Ciò che Penelope ignora è che, negli anni, Odisseo è stato desiderato e amato da altre donne. Non semplici donne, bensì creature magiche, potenti, oltre che bellissime.
In una notte sospesa tra l’onirico e l’esotico, Penelope ascolta confessioni e sofferenze d’amore di queste donne. Una ballata sull’amore in cui le protagoniste mettono a nudo se stesse e la propria anima.
Uno spettacolo visivo e suggestivo in cui la danza e il canto sono elementi predominanti sulla parola, stimolando l’immaginazione dello spettatore.

continua su

http://www.mygenerationweb.it/201511122761/articoli/palcoscenico/teatro/2761-le-donne-di-odisseo-al-teatro-dell-orologio-in-viaggio-verso-itaca

Vittorio De Agrò presenta “Amiamoci, nonostante tutto”

http://www.ibs.it/ebook/de-agr-vittorio/amiamoci-nonostante-tutto/9788891176837.html

“Journey to Ithaca” is a play written and directed by Selene Gandini, with Catherine Gramaglia, Carlotta Piraino, Alessandra and Claudia Salamida Savior. He staged at the Theatre Clock of Rome, until 8 November.
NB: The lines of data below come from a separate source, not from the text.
PR #459, opened 2025-06-12
implement new TypeModifier to use aarondl/opt/null package for nullab…

Nitjsefni7:
…le values and pointers for optional values, fixes to pointers optional type method

### DIFF
--- a/gen/drivers/types.go
+++ b/gen/drivers/types.go
@@ -371,6 +371,29 @@ func (a AarondlNull) NullTypeImports(forType Type) []string {
 	return append(slices.Clone(forType.Imports), `"github.com/aarondl/opt/null"`)
 }
 
+var _ TypeModifier = AarondlNullPointers{}
+
+type AarondlNullPointers struct{}
+
+func (a AarondlNullPointers) NullType(name string) NullType {
+	return NullType{
+		Name:              fmt.Sprintf("null.Val[%s]", name),
+		ValidExpr:         "SRC.IsValue()",
+		UseExpr:           "SRC.MustGet()",
+		UseExprImports:    []string{},
+		CreateExpr:        "null.From(SRC)",
+		CreateExprImports: []string{`"github.com/aarondl/opt/null"`},
+	}
+}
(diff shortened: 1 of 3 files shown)


gen/drivers/types.go
```diff
@@ -447,11 +479,10 @@ func (d DatabaseSqlNull) OptionalType(name string, def Type, isNull, fromOrToNul
 			ot.CreateExprImports, def.NullType.UseExprImports...,
 		)
 
+	default:
+		ot.UseExpr = "*SRC"
+		ot.CreateExpr = "&SRC"
```
stephenafamo, line 484: This can potentially cause issues in certain cases. Best to leave it as the closures already defined at the top of the function.

stephenafamo: > but I had suspicion, that it is a bit too wide of a case to handle it using just the default option.

This is correct. The main reason for using the closure for pointers is for cases where we cannot directly take the address or dereference `SRC`. For example, if the create/use expression of a null type uses a type conversion, it will create invalid code:

The type conversion in the following code is unnecessary, but it illustrates a possibility

```go
// Invalid code
	video1.SponsorID = &sql.NullInt32(sql.NullInt32{Int32: int32(sponsor0.ID), Valid: true})

// Valid code
	video1.SponsorID = func() *sql.NullInt32 {
		v := sql.NullInt32(sql.NullInt32{Int32: int32(sponsor0.ID), Valid: true})
		return &v
	}()
```

While this creates somewhat unnecessarily verbose code, I believe the compiler is smart enough to inline it, so there should be no performance penalties.

> Have you considered creating test cases for the examples that you are aware are causing issues to verify if optional, null etc. create and use expression are generated correctly?

Test cases will be very welcome.

Perhaps we can use [go/parser.ParseExpr](https://pkg.go.dev/go/parser#ParseExpr) to verify that the syntax is valid.

stephenafamo:
Kindly resolve the conflicts when you can @Nitjsefni7 🙏🏾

History is written by the victors. Myths and Their adventures are told by poets and writers. Almost always the protagonists of these victories, businesses and extraordinary events are always men. And yet, you know, behind every great man is a great woman.
Take the example of Odysseus who, after winning the Trojan War, was forced from the wrath of Zeus to wander for years before they can return home to Ithaca.
Homer made his memorable journey and his troubles with the verses unique and intense, but if you re-read many of the pages of the Odyssey can not fail to note that the role of women is central.
In the show “The Trip to Ithaca”, meet Penelope (Salamind), patient wife and cunning, the sly and seductive sorceress Circe (Salvatore), the ‘eccentric nymph Calispo (Gramaglia) and the naive Nausicaa (Piranio), daughter of the King Phaeacian.
Four different women with a common love for Odysseus. They all loved the ‘greek hero in times and different ways, being “touched” by this feeling. They changed to love and each of them hoped to spend the rest of his life along with Odysseus.
Selene Gandini shows the viewer the painful and agonizing waiting to Penelope that, during the long nights, can not help but sing her love to her husband lost at sea. A deep and intense love that clings woman, determined not to lose hope of embrace him.
What Penelope ignores is that, over the years, Odysseus was desired and loved by other women. Not just women, but magical creatures, powerful, as well as beautiful.
On a night suspended between dream and the exotic, Penelope hears confessions of love and suffering of these women. A ballad about love in which the protagonists themselves and lay bare his soul.
A visual spectacle and charming where the dancing and singing are predominant elements word, stimulating the viewer’s imagination.

continues on

http://www.mygenerationweb.it/201511122761/articoli/palcoscenico/teatro/2761-le-donne-di-odisseo-al-teatro-dell-orologio-in-viaggio-verso-itaca

Vittorio De Agro presents “Let us love, despite everything”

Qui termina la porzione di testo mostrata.